Your task:
Every word of every entry must be retyped exactly.

Source information:

******

PR #250, opened 2022-12-01
Private model accessors

drblallo:


include/revng/Support/Assert.h
```diff
@@ -199,3 +210,15 @@ void setAbortHook(AbortHook Hook);
 #ifdef __cplusplus
 }
 #endif
+
+#if REVNG_ASSERT_IS_MACRO == 0 && defined(__cplusplus)
+template<typename Arg>
+inline void revng_assert(Arg &&Cond) {
```
aleclearmind, line 216: * Why not `bool` instead of `Arg`?
* No abbreviations

include/revng/Support/Assert.h
```diff
@@ -199,3 +210,15 @@ void setAbortHook(AbortHook Hook);
...
+  revng_assert_hidden(Cond);
+}
+
+template<typename Arg, typename Message>
+inline void revng_assert(Arg &&Cond, Message &&Msg) {
```
aleclearmind, line 221: Inner functions assume `const char *` instead of `Message`.

include/revng/Support/Assert.h
```diff
@@ -28,6 +28,8 @@ extern "C" {
 #define __builtin_unreachable(x)
 #endif
 
+#define REVNG_ASSERT_IS_MACRO 0
```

******

Reply to the task:
PR #250, opened 2022-12-01
Private model accessors

drblallo:


include/revng/Support/Assert.h
```diff
@@ -199,3 +210,15 @@ void setAbortHook(AbortHook Hook);
 #ifdef __cplusplus
 }
 #endif
+
+#if REVNG_ASSERT_IS_MACRO == 0 && defined(__cplusplus)
+template<typename Arg>
+inline void revng_assert(Arg &&Cond) {
```
aleclearmind, line 216: * Why not `bool` instead of `Arg`?
* No abbreviations

include/revng/Support/Assert.h
```diff
@@ -199,3 +210,15 @@ void setAbortHook(AbortHook Hook);
...
+  revng_assert_hidden(Cond);
+}
+
+template<typename Arg, typename Message>
+inline void revng_assert(Arg &&Cond, Message &&Msg) {
```
aleclearmind, line 221: Inner functions assume `const char *` instead of `Message`.

include/revng/Support/Assert.h
```diff
@@ -28,6 +28,8 @@ extern "C" {
 #define __builtin_unreachable(x)
 #endif
 
+#define REVNG_ASSERT_IS_MACRO 0
```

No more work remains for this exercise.